**Instructions for the task**
Include in the output exactly the lines from the opening of the data through the line containing "Screenshot 2025-11-26 at 10 24 34", and nothing more.

**Dataset entries**
PR #95, opened 2025-11-25
write initialize error to stdout

wzxxing:
### Changes

When client fails, we want to the see the failure reason in the MCP client. This was possible with v1.0 where every request is independent, but with v1.1.1, to reuse the MCP session for every request, proxy takes an already connected mcp client, so the client initialization happens outside of the MCP client life cycle.

### User experience

The user should see a more detailed error message such as below, immediately after the connection is closed:

```
Failed to connect to MCP server "aws-local": MCP error -32001: Your AWS session token has expired. Please refresh your credentials and try again. If you're using temporary credentials, you may need to re-authenticate to obtain new credentials.
```

Previously v1.1.1 make the error message very unclear:

```
Failed to connect to MCP server "AWSMCPFromLatestPyPi": MCP error -32000: Connection closed
```

### Testing
update MCP config as 
```json
"aws": {
      "command": "uvx",
      "args": [
        "--from",
        "git+https://github.com/aws/mcp-proxy-for-aws@wzxxing/write-last-error",
        "mcp-proxy-for-aws",
        "--service",
        "aws-mcp",
        "--profile",
        "mcp-tester",
        "--region",
        "us-east-1",
        "--log-level",
        "DEBUG",
        "<remote-mcp-server-url>"
      ]
    },
```

Expired credentials (Authn failure):

Screenshot 2025-11-26 at 10 24 34

Credentials without permission (Authz faillure)

image

Tool call failure (Authz), normal without terminating the transport

image

## Checklist

* [ ] Changes are documented

* [ ] Yes
* [ ] No

## Acknowledgment

### DIFF
--- a/README.md
+++ b/README.md
@@ -58,6 +58,9 @@ The MCP Proxy serves as a lightweight, client-side bridge between MCP clients (A
 uvx mcp-proxy-for-aws@latest <SigV4 MCP endpoint URL>
 ```
 
+**Note:** The first run may take tens of seconds as `uvx` downloads and caches dependencies. Subsequent runs will start in seconds. Actual startup time depends on your network and hardware.
+
+
 #### Using a local repository
 
 ```bash


mcp_proxy_for_aws/server.py
```diff
@@ -84,16 +85,29 @@ async def setup_mcp_mode(local_mcp: FastMCP, args) -> None:
...
+            add_tool_filtering_middleware(proxy, args.read_only)
+
+            if args.retries:
+                add_retry_middleware(proxy, args.retries)
+            await proxy.run_async(transport='stdio')
+    except Exception as e:
+        logger.error('Failed to start server: %s', e)
+        cause = e.__cause__
+        if isinstance(cause, McpProxy) and cause.payload:
+            print(cause.payload, file=sys.stdout)
```
wzxxing: This is to print the initialization error to the process stdout so that the client can receive it and show the error message properly.

mcp_proxy_for_aws/exceptions.py
```diff
@@ -0,0 +1,6 @@
+class McpProxyError(Exception):
+    """Error which will be handled by the proxy writing the payload to stdout."""
+
+    def __init__(self, payload: str | None = None, *args: object) -> None:
+        """Consturct a MCP proxy error with payload."""
```
PCManticore: Typo here.

mcp_proxy_for_aws/sigv4_helper.py
```diff
@@ -195,7 +196,12 @@ async def _handle_error_response(response: httpx.Response) -> None:
             # Try to parse JSON error details
             error_details = response.json()
             logger.log(log_level, 'HTTP %d Error Details: %s', response.status_code, error_details)
-        except Exception:
+            if response.status_code == 401 or response.status_code == 403:
+                request = await response.request.aread()
+                request_body = json.loads(request.decode())
+                if isinstance(request_body, dict) and request_body.get('method') == 'initialize':
```
PCManticore: Why is this thrown only on `initialize`? I presume because other MCP operations would normally return 200 if they are implemented according to the spec. But we can't make that assumption especially as the proxy can be leveraged by any non-AWS service specific MCP server (for example an AgentCore Runtime MCP server would be feasible to use with the proxy).

mcp_proxy_for_aws/server.py
```diff
@@ -84,16 +85,29 @@ async def setup_mcp_mode(local_mcp: FastMCP, args) -> None:
...
-        await proxy.run_async()
+    try:
+        async with Client(transport=transport) as client:
+            # Create proxy with the transport
+            proxy = FastMCP.as_proxy(
+                client,
+                name='MCP Proxy',
+                instructions=(
+                    'MCP Proxy for AWS Server that provides access to backend servers through a single interface. '
+                    'This proxy handles authentication and request routing to the appropriate backend services.'
```
arangatang, line 167: nit: SigV4 authentication and we don't really do any routing.

mcp_proxy_for_aws/server.py
```diff
@@ -84,16 +85,29 @@ async def setup_mcp_mode(local_mcp: FastMCP, args) -> None:
...
-
-        await proxy.run_async()
+    try:
+        async with Client(transport=transport) as client:
+            # Create proxy with the transport
+            proxy = FastMCP.as_proxy(
+                client,
+                name='MCP Proxy',
+                instructions=(
+                    'MCP Proxy for AWS Server that provides access to backend servers through a single interface. '
```
arangatang:
```suggestion
                    'MCP Proxy for AWS provides access to SigV4 protected MCP servers through a single interface. '
```

mcp_proxy_for_aws/server.py
arangatang: nit/qq: Maybe we want to do this also via the `logger` but point it to `sys.stdout` only in this case.

mcp_proxy_for_aws/server.py
```diff
@@ -84,16 +85,29 @@ async def setup_mcp_mode(local_mcp: FastMCP, args) -> None:
...
+
+            if args.retries:
+                add_retry_middleware(proxy, args.retries)
+            await proxy.run_async(transport='stdio')
+    except Exception as e:
+        logger.error('Failed to start server: %s', e)
+        cause = e.__cause__
+        if isinstance(cause, McpProxyError) and cause.payload:
+            print(cause.payload, file=sys.stdout)
+        raise e
```
arangatang: nit: raise
```suggestion
        raise
```

mcp_proxy_for_aws/sigv4_helper.py
arangatang: > would normally return 200 if they are implemented according to the spec. 

Note, this is wrong. If done by [spec](https://modelcontextprotocol.io/specification/2025-06-18/basic/transports#session-management), e.g. when a SessionId is expired the server must return 404 if its passed. 
However I do agree this is not really respected properly 😓

mcp_proxy_for_aws/sigv4_helper.py
```diff
@@ -195,7 +196,12 @@ async def _handle_error_response(response: httpx.Response) -> None:
             # Try to parse JSON error details
             error_details = response.json()
             logger.log(log_level, 'HTTP %d Error Details: %s', response.status_code, error_details)
-        except Exception:
+            if response.status_code == 401 or response.status_code == 403:
```
arangatang: Should we do this on any 4xx / 5xx errors per default and ignore failures for  maybe GET requests?

e.g. allowlist for know "ok" failures like GET requests instad of this surgical way?
wdyt?

wzxxing: Move the error handling outside of sigv4 helper

mcp_proxy_for_aws/server.py
```diff
@@ -37,13 +48,75 @@
...
 
 logger = logging.getLogger(__name__)
 
 
-async def setup_mcp_mode(local_mcp: FastMCP, args) -> None:
+@contextlib.asynccontextmanager
+async def _initialize_client(transport: ClientTransport):
+    """Handle the exceptions for during client initialize."""
+    # line = sys.stdin.readline()
+    # logger.debug('First line from kiro %s', line)
```
arangatang, line 60:
```suggestion
```

arangatang (dismissed):

kyoncal (approved):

**Result for this exercise**
PR #95, opened 2025-11-25
write initialize error to stdout

wzxxing:
### Changes

When client fails, we want to the see the failure reason in the MCP client. This was possible with v1.0 where every request is independent, but with v1.1.1, to reuse the MCP session for every request, proxy takes an already connected mcp client, so the client initialization happens outside of the MCP client life cycle.

### User experience

The user should see a more detailed error message such as below, immediately after the connection is closed:

```
Failed to connect to MCP server "aws-local": MCP error -32001: Your AWS session token has expired. Please refresh your credentials and try again. If you're using temporary credentials, you may need to re-authenticate to obtain new credentials.
```

Previously v1.1.1 make the error message very unclear:

```
Failed to connect to MCP server "AWSMCPFromLatestPyPi": MCP error -32000: Connection closed
```

### Testing
update MCP config as 
```json
"aws": {
      "command": "uvx",
      "args": [
        "--from",
        "git+https://github.com/aws/mcp-proxy-for-aws@wzxxing/write-last-error",
        "mcp-proxy-for-aws",
        "--service",
        "aws-mcp",
        "--profile",
        "mcp-tester",
        "--region",
        "us-east-1",
        "--log-level",
        "DEBUG",
        "<remote-mcp-server-url>"
      ]
    },
```

Expired credentials (Authn failure):

Screenshot 2025-11-26 at 10 24 34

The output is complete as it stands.